Rebecca Teltscher

In an article posted by CNNMoney, (“Bitcoin is not just digital currency. It’s Napster for finance” by David Z. Morris), it has been said that Bitcoin is the Napster for finance, in that it is a game changing concept for the financial industry similarly to how Napster and subsequently Apple’s I-tunes changed the dynamics of the music industry forever.  The hype built during 2013 (see chart below) saw the value of one Bitcoin currency increased from 26.8146 XBT/USD  to as high as 1230 XBT/USD.  However, the comparison with Napster still doesn’t sit right with me.

Source www.xe.com

Source www.xe.com

So what is a Bitcoin and why is there so much hype about it? In “simple” terms, Bitcoin is a decentralized digital cryptocurrency and peer-to-peer payment system. Still confused? Me too. Ok, let’s break this down.  Decentralized means the currency isn’t regulated by a government and that the currency is not backed by anything valuable such as gold. The currency is digital which means it is primarily used for online transactions and cryptography is used to control the creation and transfer of the currency. Price volatility has recently surged upward as speculators think the Bitcoin is the currency of the future.

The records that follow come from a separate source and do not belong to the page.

PR #5827, opened 2019-10-03
ruby 2.6.5 - run updpkgprovs fpr mew  version.  Added ttf-dejavu font…

JPeterMugaas:
…s aa makedepends.


Alexpux:
For what reason you add ttf fonts to make depends?

JPeterMugaas:
I think it is used for documentation or might be the default font for graphviz or doxygen.  I'm not sure but I do know that ArchLinux does list that in it's makedepends.  In any case, the versions of the bundled gems needed to be updated.

Issue #5821, opened 2019-10-01
Bullet physics has significantly worse performance than when built from source


20k:
Hi there! I've noticed that the bullet physics version in the package manager has significantly worse performance than one built from source. I'm not familiar with how packages work on here otherwise I'd have a look myself, though if I had to guess I'd guess it were this https://github.com/msys2/MINGW-packages/blob/master/mingw-w64-bullet/workaround-mingw-gcc6-bug.patch because it seems to mess with optimisation settings

Bullet on my end was built with 

cmake -G "Unix Makefiles" -DBUILD_PYBULLET=OFF -DBUILD_PYBULLET_NUMPY=OFF -DUSE_DOUBLE_PRECISION=OFF -DBULLET2_MULTITHREADING=ON -DCMAKE_BUILD_TYPE=Release -DBUILD_BULLET2_DEMOS=OFF -DBUILD_CPU_DEMOS=OFF -DBUILD_OPENGL3_DEMOS=OFF -DBUILD_ENET=OFF -DUSE_GRAPHICAL_BENCHMARK=OFF -DBUILD_UNIT_TESTS=OFF ../

With ~1000 rigidbodies, bullet from pacman rapidly hits 180ms/frame of execution time. With bullet built from source, bullet takes < 8ms/frame of execution time (which is gpu execution time in my test app), which is a massive difference. These are identical starting conditions, the only difference is where bullet came from

This has been a problem for at least a year so it would be great to see it fixed!

Windows 10, i5 3570k, r9 390, everything up to date, using mingw64 with no modifications

If you need any more information or you need a test application for this, let me know

oscarfv:
The condition and the comment look contradictory on that patch.

Try building the package after removing that patch. See this page for instructions about modifying PKGBUILD and building packages:

https://github.com/msys2/msys2/wiki/Creating-Packages

20k:
Ok, I navigated the pkgbuild process and can confirm that that gcc6 patch is the one that introduces the performance issue

Just to check I didn't do anything insane: I checked out this repo, built the package once with default settings and tested the produced headers + libs + dlls locally (slow), then changed line 40 of PKGBUILD to read   #patch -p1 -i ${srcdir}/workaround-mingw-gcc6-bug.patch, rebuilt, rebuilt the project with the headers/etc, and then tested again (fast). I definitely used the release build for both, under ./pkg/mingw-w64-x86_64-bullet

[...]

PR #5828, opened 2019-10-03
remove old patch that doesn't seem to have any function anymore, causes performance issues for bullet physics https://github.com/msys2/MINGW-packages/issues/5821

20k:
From this issue over here https://github.com/msys2/MINGW-packages/issues/5821

There seems to be an old patch for gcc6 that disables optimisations for bullet physics, resulting in very poor performance. This simply removes the patch

This is my first time submitting this sort of thing so let me know if anything needs changing


lazka:
Increase `pkgrel`.

Btw, if you push your changes to a different branch on your fork it makes it easier to submit multiple pull requests in the future.

20k:
Thanks, I've bumped pkgrel to 2, and I'll bear that in mind for next time

PR #5841, opened 2019-10-07
qt5-static 5.13.1

Optiligence:
ready now, with workarounds 

ref https://gitlab.kitware.com/cmake/cmake/issues/19804


Optiligence:
@Alexpux just making sure you haven’t missed that it’s ready now

PR #5850, opened 2019-10-08
meson: Update to 0.52.0

lazka:


lazka:
This release should allow us to get rid of various .pc file hacks to remove static internal libs. But I haven't tested that yet.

The rapid rise in the value of bitcoins is as confusing as it is troubling and leaves far more questions than answers.  Is Bitcoin just a fad? Is its lack of traceability a catalyst to fund illegal activity? Is the currency’s value sustainable over the long term? All these uncertainties create the risk/reward profile that I wouldn’t bet on just yet.

If I go back to Economics 101, I recall some of the main factors that drive a currency. Factors including government control of monetary and fiscal policy, inflation, and interest rates directly influence currency values. As do other factors based on Gross Domestic Product (GDP) including consumption, production, exports, and imports. But what drives the price of a completely unregulated online currency? So far it appears as if the value of Bitcoins is driven solely by supply and demand, where the current demand seems to be influenced heavily by speculators.  Where do you draw the line between investments that are purely speculative and gambling?

In this day and age where technology evolves faster and faster, it’s easy to get caught up in the buildup. When we evaluate potential investments at Leon Frazer we always try to avoid hype and look at the fundamentals such as the factors driving return and its sustainability. Since the Bitcoin is unregulated, there is nothing stopping speculators from dumping the currency and moving on to the next tech fad, thereby making the currency worthless. I may sound traditional, but I’d rather invest my money in something backed with real fundamentals and stable cash flows. Game changer or not, my RRSP contribution this year will be invested in a stable blue chip that grows its earnings and pays a decent yield.